ISO 27001 - What & Why Flashcards
What is a common misconception about ISO 27001?
Many believe ISO 27001 provides detailed instructions on specific security measures, such as backup frequency or technology configurations. In reality, it defines a framework for managing risks but leaves implementation details to organizations.
ISO 27001 does not provide specific technical instructions but rather a _____ for managing risks.
framework
How does ISO 27001 approach information security implementation?
ISO 27001 requires organizations to identify applicable requirements and select appropriate controls based on risk assessment results, rather than prescribing specific controls.
Organizations must select _____ based on risk assessment results, rather than following a fixed list of controls.
appropriate security controls
What is the role of risk assessment in ISO 27001?
Risk assessment helps determine necessary security controls by identifying potential threats and vulnerabilities that could impact the organization’s information security.

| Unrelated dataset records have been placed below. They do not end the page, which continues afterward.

PR #1294, opened 2015-12-24
Config Improvements

### LINKED ISSUE #1170: Cleanup use of "Setting"

### LINKED ISSUE #1300: writeEnv function broken
Laravel 5.2 doesn't load the env anymore when config is cached.

GrahamCampbell:
:christmas_tree: :christmas_tree: :christmas_tree: :christmas_tree: :christmas_tree: :christmas_tree: :christmas_tree: :christmas_tree: :christmas_tree: :christmas_tree: :christmas_tree: :christmas_tree: :christmas_tree: :christmas_tree:
### Native configuration integration
:christmas_tree: :christmas_tree: :christmas_tree: :christmas_tree: :christmas_tree: :christmas_tree: :christmas_tree: :christmas_tree: :christmas_tree: :christmas_tree: :christmas_tree: :christmas_tree: :christmas_tree: :christmas_tree:

# IT IS HERE

The new rules are that we NEVER interact with the setting repository in our code. That's there so it we can load it into the native configuration system once. I've also setup automatic config caching. This means we can load it, cache the result, then never hit the db or mess around with config at runtime on future executions.

---

Closes #1170. Closes #1300.


jbrooksuk:
YEAH!

GrahamCampbell:
It seem I did mess this up a bit. I can see why the first test is erroring, but why the second is failing, I'm not sure.

GrahamCampbell:
Hmm, I'm not convived that test was ever correct actually. Looks to like like our usage of the different timezone settings was incorrect. We were inconsistant about reading Setting app_timezone, or Config cachet.timezone. I cleaned this up so that we only read cachet.timezone, and now eveything breaks.

What is the actual wanted behaviour here. Ping @joecohens. Have I messed this up?

joecohens:
Actually the tests wasn't ok before. If we change the Timezone via the API Header the response should be also on that timezone. 

So what we need to actually test it's that even if you are creating a metric point on a different timezone, we are always converting it back to UTC to store it and when we get it back it's has to be on that Header timezone. Does it make sense?

This is fixed on the last commit.

/cc @CachetHQ/owners

jbrooksuk:
Makes sense.

jbrooksuk:
Rebased!

GrahamCampbell:
Not quite ready for merging though. Still has a few issues.

GrahamCampbell:
I'll sort this later today.

jbrooksuk:
:+1:

GrahamCampbell:
Ping @CachetHQ/owners.

jbrooksuk:
:boom:

GrahamCampbell:
Did you check it all worked?

GrahamCampbell:
I don't have a local install, so I no idea. :D

jbrooksuk:
Tests continued to pass and everything looked fine :)

PR #1297, opened 2015-12-25
Added const for user level

phecho:


app/Models/User.php
```diff
@@ -24,6 +24,8 @@ class User extends Model implements AuthenticatableContract, CanResetPasswordCon
 {
     use Authenticatable, CanResetPassword, ValidatingTrait;
 
+    const LEVEL_ADMIN = 1;
+    const LEVEL_USER = 2;
```
GrahamCampbell: Please add phpdoc, and a newline after this, and it looks good.

GrahamCampbell:
A bit like in here:

image

jbrooksuk:
:gift:

GrahamCampbell:
Thank you very much. ;)

PR #1298, opened 2015-12-25
Keep DB_CONNECTION consistent with Laravel 5

phecho:


GrahamCampbell:
Thanks, but I'm actually :-1: here. This is a large breaking change, and I don't think laravel named it right compared to the other driver env variables.

phecho:
@GrahamCampbell 
I also think that the naming of laravel is not very appropriate. So I'm saying that we need to keep it consistent with Laravel 5. To do this to help users to eliminate ambiguity.

jbrooksuk:
:-1: for me. This is a change I'd like to avoid forever, unless we had some migration stuff going on for upgrades.

PR #1301, opened 2015-12-25
Improved human_status of ComponentPresenter

phecho:
Why are there two different implementations of the same functionality?

compare human_status in IncidentPresenter and ComponentPresenter.


jbrooksuk:
They do different things.

phecho:
@jbrooksuk 

I didn't see any other differences except for the parameters (cachet.incidents.status and cachet.component.status).

PR #1303, opened 2015-12-25
Test that the cachet:* commands work

jbrooksuk:
This tests that `cachet:seed` and `cachet:metrics` work.


GrahamCampbell:
Maybe make separate test methods for them?

jbrooksuk:
I thought that, but figured they're overkill? I can do if you think it's a good idea though?

GrahamCampbell:
I think it would be useful to keep that atomic, so we can see exactly what's broken if we mess up.

jbrooksuk:
Sure, I'll do that.

jbrooksuk:
Done!

jbrooksuk:
Closing this, I'll just do it again.

PR #1312, opened 2015-12-27
Fixed typo

phecho:


jbrooksuk:
Probably should be "Invalid email/username or password combination"

phecho:
I don't think it is necessary. User should know what the username stands for.
just like github:
image

what about  "Invalid login or password combination" ?

resources/views/auth/login.blade.php
```diff
@@ -31,7 +31,7 @@
 
                     <div class="form-group">
                         <label class="sr-only">{{ trans('forms.login.login') }}</label>
-                        <input autocomplete="off" class="form-control login-input" placeholder="{{ trans('forms.login.login') }}" required="required" name="login" type="text" autofocus>
+                        <input autocomplete="off" class="form-control login-input" placeholder="{{ trans('forms.login.login') }}" required="required" name="login" type="text" value="{{Binput::old('login')}}" autofocus>
```
GrahamCampbell: cs

jbrooksuk:
Ok, I can go with that :)

resources/views/auth/login.blade.php
jbrooksuk: Fix and we can merge :)

jbrooksuk:
Cheers!

GrahamCampbell:
@jbrooksuk The language files are now out of sync.

jbrooksuk:
I need to upload them to CrowdIn.

PR #1322, opened 2016-01-03
Fixes missing titles

jbrooksuk:


app/Presenters/ComponentGroupPresenter.php
```diff
@@ -36,8 +36,8 @@ public function lowest_status()
      */
     public function lowest_human_status()
     {
-        if ($enabledComponents = $this->wrappedObject->enabled_components()->orderBy('status', 'desc')->first()) {
-            return $enabledComponents->human_status;
+        if ($component = $this->wrappedObject->enabled_components_lowest->first()) {
```
GrahamCampbell: no we not need a function call here rather than property access?

GrahamCampbell: otherwise you're falling `first` on a collection, right?

jbrooksuk: Does the same thing I guess, it's just waiting for the results?

GrahamCampbell: Well, first on the query is much faster because of the `limit 1`

jbrooksuk: Ok :)

PR #1327, opened 2016-01-04
We need to use the raw value of app_about

### LINKED ISSUE #1326: About this page - Save issue
When I put something in "About this page" like: 

    Test

It's converted to

    <p>Test</p>

That is okay. But if I add something like:

    <p>Test</p>
     a

Everything will be deleted if I save the changes

Maybe related with #1325

jbrooksuk:
Fixes #1326


GrahamCampbell:
We need to avoid using Setting:: in views.

jbrooksuk:
> We need to avoid using Setting:: in views.

I was being lazy, but then I've just realised I don't need to be since the settings pages were tidied up. Hang on.

jbrooksuk:
Fixed up.

PR #1329, opened 2016-01-04
Wrong array key in MetrixController

ZengineChris:
Fixed a wrong key identifier in createMetricAction method.


jbrooksuk:
Thank you :+1:

PR #1343, opened 2016-01-06
Ensure incident field names are the same everywhere

agilmore:
Changes the JS to not use incident[]


GrahamCampbell:
Please send again but without compiling the js. You appear to have compiled it slightly differently to us. The diff shows 2 extra lines in the compiled file.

A _____ is crucial in determining necessary security controls by identifying threats and vulnerabilities.
risk assessment
Does ISO 27001 mandate specific information security controls?
No, ISO 27001 does not mandate specific controls; organizations must choose controls based on their unique risks and requirements.
ISO 27001 _____, but allows organizations to tailor them based on their risk profile.
does not mandate specific controls
What is the purpose of an Information Security Management System (ISMS) in ISO 27001?
An ISMS provides a systematic approach to managing sensitive company information, ensuring its confidentiality, integrity, and availability.
An ISMS ensures _____ of information.
confidentiality, integrity, and availability
How does ISO 27001 ensure continuous improvement in information security?
ISO 27001 promotes continuous improvement through regular monitoring, reviews, and updates to the ISMS based on evolving risks and business needs.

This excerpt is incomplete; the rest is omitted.